Was poking around some more, and in the Event Viewer the following message is spammed in the "Systems" section, and is the last one before the system crashes (I am basing this on the gap in timestamps and how close it sits to a Crucial type about not successfully shutting down)



Event[16797]:
Log Name: System
Source: Microsoft-Windows-WHEA-Logger
Date: 2020-08-11T15:32:22.773
Event ID: 17
Task: N/A
Level: Warning
Opcode: Info
Keyword: N/A
User: S-1-5-19
User Name: NT AUTHORITY\LOCAL SERVICE
Computer: Ma3a
Description:
A corrected hardware error has occurred.

Component: PCI Express Root Port
Error Source: Advanced Error Reporting (PCI Express)

Bus:Device:Function: 0x0:0x1:0x0
Vendor ID:Device ID: 0x8086:0x2f02
Class Code: 0x30400

The details view of this entry contains further information.
 

Ange1ofD4rkness

Distinguished
Apr 25, 2013
7
0
18,520
So another follow up.

I had my PC running for about 5-6 days straight, no problem. Anyway, I ended up shutting it down Saturday and reseated my GPU and turned it on.
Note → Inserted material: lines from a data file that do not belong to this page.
PR #1035, opened 2023-03-01
rustfmt: wrap comments

niklasad1:


niklasad1:
ah, let's wait until this one is in stable then

PR #1036, opened 2023-03-01
core: remove unsed dependency arrayvec

niklasad1:


jsdw (approved):
I keep forgetting abotu this in other crates, but is it worth adding `#![deny(unused_crate_dependencies)]` to the top of the `lib.rs` on each of the jsonrpsee crates to make it obvious if a dep isn't used?

niklasad1:
Yupp, opened an issue for it :)

lexnv (approved):

jsdw:
> Yupp, opened an issue for it :)

(I said that, and then I tried making use of it on one of the `scale-*` crates and immediately hit an issue where it was unhappy about a dependency used in tests (trybuild); turns out it's not all that clever in some cases!)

No BSOD. I thought I had succeeded.

Well today I went and rebooted again, and waited for awhile on the login screen, no BSOD. I thought "okay we may be good". Go into Event Viewer, and see quickly a ton of "Microsoft-Windows-WHEA-Logger " Error ID 17. So I quickly shut it down, then turned it on, logged in. Saw them again, so I this time I Restarted, and went into the BIOS, and then exited (which reboots). This time went to Event Viewer, to see the warning only occur maybe 5 times then stop

It appears to be an issue with my PC "warming up" so to speak. I am going to try a few other scenarios such as using msconfig to disabled a lot of start up services to see if it contributes (the more I look at it, maybe it never BSOD on the splash screen). With focus on Steam (also going to try going into the BIOS right away then restarting off that)
 

Ange1ofD4rkness

Distinguished
Apr 25, 2013
7
0
18,520
Okay so I have been doing a lot of work on this. I started investigating the Warning reported earlier, and started to see MSI software showing up (I totally forgot I even installed). Well I uninstalled each hoping to fix the problem, but sadly, it doesn't.
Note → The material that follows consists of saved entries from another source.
PR #1040, opened 2023-03-06
Add `unused_crate_dependencies` 

### LINKED ISSUE #1038: add `deny unused crates lint` to the crates in this repo
I keep forgetting abotu this in other crates, but is it worth adding `#![deny(unused_crate_dependencies)]` to the top of the `lib.rs` on each of the jsonrpsee crates to make it obvious if a dep isn't used?

_Originally posted by @jsdw in https://github.com/paritytech/jsonrpsee/pull/1036#pullrequestreview-1320112805_

boundless-forest:
Try fix #1038

### DIFF
--- a/core/Cargo.toml
+++ b/core/Cargo.toml
@@ -32,7 +32,7 @@ tokio-stream = { version = "0.1", optional = true }
 
 [features]
 default = []
-http-helpers = ["hyper", "futures-util", "tokio/macros"]
+http-helpers = ["hyper", "futures-util", "tokio/macros", "tokio/rt"]
 server = [
 	"futures-util/alloc",
 	"globset",
--- a/core/Cargo.toml
+++ b/core/Cargo.toml
@@ -25,10 +25,9 @@ rand = { version = "0.8", optional = true }
 soketto = { version = "0.7.1", optional = true }
 parking_lot = { version = "0.12", optional = true }
 tokio = { version = "1.16", optional = true }
-wasm-bindgen-futures = { version = "0.4.19", optional = true }
+# wasm-bindgen-futures = { version = "0.4.19", optional = true }
 futures-timer = { version = "3", optional = true }
 globset = { version = "0.4", optional = true }
-http = { version = "0.2.7", optional = true }
 tokio-stream = { version = "0.1", optional = true }
 
 [features]
@@ -58,7 +57,7 @@ async-client = [
 async-wasm-client = [
 	"async-lock",
 	"client",
-	"wasm-bindgen-futures",
+	# "wasm-bindgen-futures",
 	"rustc-hash/std",
 	"futures-timer/wasm-bindgen",
 	"tokio-stream",
--- a/core/Cargo.toml
+++ b/core/Cargo.toml
@@ -25,7 +25,7 @@ rand = { version = "0.8", optional = true }
 soketto = { version = "0.7.1", optional = true }
 parking_lot = { version = "0.12", optional = true }
 tokio = { version = "1.16", optional = true }
-# wasm-bindgen-futures = { version = "0.4.19", optional = true }
+wasm-bindgen-futures = { version = "0.4.19", optional = true }
 futures-timer = { version = "3", optional = true }
 globset = { version = "0.4", optional = true }
 tokio-stream = { version = "0.1", optional = true }
@@ -57,7 +57,7 @@ async-client = [
 async-wasm-client = [
 	"async-lock",
 	"client",
-	# "wasm-bindgen-futures",
+	"wasm-bindgen-futures",
 	"rustc-hash/std",
 	"futures-timer/wasm-bindgen",
 	"tokio-stream",
--- a/core/Cargo.toml
+++ b/core/Cargo.toml
@@ -32,7 +32,7 @@ tokio-stream = { version = "0.1", optional = true }
 
 [features]
 default = []
-http-helpers = ["hyper", "futures-util", "tokio/rt", "tokio/macros"]
+http-helpers = ["hyper", "futures-util", "tokio/macros"]
 server = [
 	"futures-util/alloc",
 	"globset",
--- a/core/Cargo.toml
+++ b/core/Cargo.toml
@@ -32,7 +32,7 @@ tokio-stream = { version = "0.1", optional = true }
 
 [features]
 default = []
-http-helpers = ["hyper", "futures-util"]
+http-helpers = ["hyper", "futures-util", "tokio/rt", "tokio/macros"]
 server = [
 	"futures-util/alloc",
 	"globset",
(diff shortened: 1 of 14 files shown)


core/Cargo.toml
```diff
@@ -28,12 +28,11 @@ tokio = { version = "1.16", optional = true }
 wasm-bindgen-futures = { version = "0.4.19", optional = true }
```
niklasad1, line 28:
```suggestion
```

niklasad1: remove in below in async-client to make the CI happy

core/Cargo.toml
```diff
@@ -28,12 +28,11 @@ tokio = { version = "1.16", optional = true }
...
 futures-timer = { version = "3", optional = true }
 globset = { version = "0.4", optional = true }
-http = { version = "0.2.7", optional = true }
 tokio-stream = { version = "0.1", optional = true }
 
 [features]
 default = []
-http-helpers = ["hyper", "futures-util"]
+http-helpers = ["hyper", "futures-util", "tokio/rt", "tokio/macros"]
```
niklasad1, line 35: `tokio/rt` is not needed here, it just used for tests

niklasad1, line 35:
```suggestion
http-helpers = ["hyper", "futures-util", "tokio/macros"]
```

core/Cargo.toml
```diff
@@ -66,8 +65,6 @@ async-wasm-client = [
 
 [dev-dependencies]
 serde_json = "1.0"
-tokio = { version = "1.16", features = ["macros", "rt"] }
```
niklasad1, line 69: revert this

core/src/http_helpers.rs
```diff
@@ -136,31 +136,26 @@ pub fn read_header_values<'a>(
 	headers.get_all(header_name)
 }
 
-#[cfg(test)]
```
niklasad1, line 139: Can you revert this? 

I prefer to have the tests in a test module

core/Cargo.toml
boundless-forest: I noticed the `wasm-bindgen-futures` is used under `#[cfg(all(feature = "async-wasm-client", target_arch = "wasm32"))]` this feature.

If I remove it from `async-client` as you suggest, will this break any functionality? 

```sh
$ cargo check --release --features async-wasm-client --target wasm32-unknown-unknown
    Checking jsonrpsee-core v0.16.2 (/home/bear/coding/jsonrpsee/core)
error[E0433]: failed to resolve: use of undeclared crate or module `wasm_bindgen_futures`
   --> core/src/client/async_client/mod.rs:210:3
    |
210 |         wasm_bindgen_futures::spawn_local(async move {
    |         ^^^^^^^^^^^^^^^^^^^^ use of undeclared crate or module `wasm_bindgen_futures`

For more information about this error, try `rustc --explain E0433`.
error: could not compile `jsonrpsee-core` due to previous error

```

niklasad1 (commented):
Nice

If this works it's w.r.t to the UI tests then definitely this is useful.

I'm a little concerned about `deny` though as it might break downstream users build if the rustc gets smarter and detects more unused deps. Similar to the reason `deny(warnings)` is a anti-pattern

Thus, I suggest running the CI with `RUSTFLAGS="-D unused_crate_dependencies"` instead and downgrade `#![deny(unused_crate_dependencies)]` to  `#![warn(unused_crate_dependencies)]`

core/Cargo.toml
boundless-forest: Okay. Let me have a try.

core/Cargo.toml
boundless-forest: If we revert this, after adding `unused_crate_dependencies`:

```rs
bear@cypress ~/c/j/core (bear-fix-unused-deps)> cargo test
   Compiling tokio v1.24.2
warning: unused macro definition: `cfg_async_client`
  --> core/src/macros.rs:29:14
   |
29 | macro_rules! cfg_async_client {
   |              ^^^^^^^^^^^^^^^^
   |
   = note: `#[warn(unused_macros)]` on by default

warning: `jsonrpsee-core` (lib) generated 1 warning
   Compiling jsonrpsee-core v0.16.2 (/home/bear/coding/jsonrpsee/core)
error: external crate `tokio` unused in `jsonrpsee_core`: remove the dependency or add `use tokio as _;`
  --> core/src/lib.rs:27:1
   |
27 | //! Shared utilities for `jsonrpsee`.
   | ^
   |
note: the lint level is defined here
  --> core/src/lib.rs:30:9
   |
30 | #![deny(unused_crate_dependencies)]
   |         ^^^^^^^^^^^^^^^^^^^^^^^^^

warning: `jsonrpsee-core` (lib test) generated 1 warning (1 duplicate)
error: could not compile `jsonrpsee-core` due to previous error; 1 warning emitted
```

That's why I add the `tokio/macros` to the `http-helpers` feature.

core/src/http_helpers.rs
boundless-forest: Done

core/Cargo.toml
niklasad1: tokio/macros is correct but `rt` is just a dev-dependency IIRC

core/Cargo.toml
niklasad1: don't do it, it's a mess

lemme find a branch for it instead.

boundless-forest: Nice, I'll revert these changes after your branch merged.

core/Cargo.toml
niklasad1, line 69: sorry I meant that you could have `tokio = { version = "1.16", features = ["rt"] }`here and remove `tokio/rt` from `http-helpers`

boundless-forest: https://www.reddit.com/r/rust/comments/r5munx/comment/hmpgec2/?utm_source=share&utm_medium=web2x&context=3 Maybe I should give [cargo machete](https://blog.benj.me/2022/04/27/cargo-machete) a try.

niklasad1: nah, I looked at your code and it's `dev-dependencies` to leaks in `cargo hack` pushing a fix soon :)

niklasad1: Ok, I think `cargo machete` will give us less headache.

It looks like `dev-dependencies` doesn't work properly for us, basically we would have to `#[cfg(test)] pub use crate as _` for that to work.

> This lint is "allow" by default because it can provide false positives depending on how the build system is configured. For example, when using Cargo, a "package" consists of multiple crates (such as a library and a binary), but the dependencies are defined for the package as a whole. If there is a dependency that is only used in the binary, but not the library, then the lint will be incorrectly issued in the library.

:point_up: I guess that regards `tests` is treated as another binary and maybe it doesn't work

niklasad1:
Sorry @boundless-forest I looked at the conditional compilation stuff and that change is so big, better suited for another PR.

I think we can conclude that `deny_unused_crate_dependencies` doesn't work properly for us.
We could accept "the removed dependencies" as a standalone PR or if you want to add a CI check for `cargo machete` up to you.

Again sorry, I should I have investigated it further before you started work on it so TIL.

Now I should point out that after uninstalling all, I let the computer run for about 5 mins, longer then usual before a BSOD, and nothing. I went ahead and reset anyway, because the warnings just didn't stop in the Event Viewer. The warnings show up about 3 times, then stop after a reboot (note, this reboot once trick now has a worked like 5 days in a row, and usually now I see the warning about 3 times before it stops).
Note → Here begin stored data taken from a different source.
PR #1360, opened 2024-04-29
fix(proc-macros): make feature `server-core` compile

niklasad1:
Similar to #1359 and kudos to @koushiro for detecting this but I prefer not re-export tokio

PR #1361, opened 2024-04-29
fix(proc-macros): re-export tokio for params parsing

niklasad1:
Follow-up on #1360 and I forgot that we use tokio in param parsing.

I also added a test crate to ensure that it compiles

### DIFF
--- a/core/src/lib.rs
+++ b/core/src/lib.rs
@@ -76,6 +76,7 @@ pub mod __reexports {
 	pub use serde;
 	pub use serde_json;
 
+	// Needed for the params parsing in the proc macro API.
 	cfg_client_or_server! {
 		pub use tokio;
 	}
--- a/core/src/lib.rs
+++ b/core/src/lib.rs
@@ -75,6 +75,10 @@ pub mod __reexports {
 	pub use async_trait::async_trait;
 	pub use serde;
 	pub use serde_json;
+
+	cfg_client_or_server! {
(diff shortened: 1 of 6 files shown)


tests/proc-macro-core/src/lib.rs
```diff
@@ -0,0 +1,56 @@
+//! Test module for the proc-macro API to make sure that is compiles with core features.
```
niklasad1, line 1:
```suggestion
//! Test module for the proc-macro API to make sure that it compiles with core features.
```

niklasad1:
@CodiumAI-Agent /review

tests/proc-macro-core/src/lib.rs
```diff
@@ -0,0 +1,56 @@
+//! Test module for the proc-macro API to make sure that it compiles with core features.
```
niklasad1, line 1:
```suggestion
//! Test module for the proc-macro API to make sure that it compiles with the core features.
```

core/src/lib.rs
```diff
@@ -75,6 +75,10 @@ pub mod __reexports {
 	pub use async_trait::async_trait;
 	pub use serde;
 	pub use serde_json;
+
+	cfg_client_or_server! {
```
niklasad1, line 79:
```suggestion
	// Needed for the params parsing in the proc macro API.
	cfg_client_or_server! {
```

I started digging more and more into this Warning (this one here)
A corrected hardware error has occurred.

Component: PCI Express Root Port
Error Source: Advanced Error Reporting (PCI Express)

Bus:Device:Function: 0x0:0x1:0x0
Vendor ID:Device ID: 0x8086:0x2f02
Class Code: 0x30400

The details view of this entry contains further information.

Finally I was able to figure out what the Vendor/Device are, it's the following "Xeon E7 v3/Xeon E5 v3/Core i7 PCI Express Root Port 1 "

Now if I read that right, that's the PCI slot my GPU is plugged into. The only thing is, I don't know what to do next. I mean, sure, the reboot trick works, but it's kind of annoying, and I also would rather not risk the work around stop working.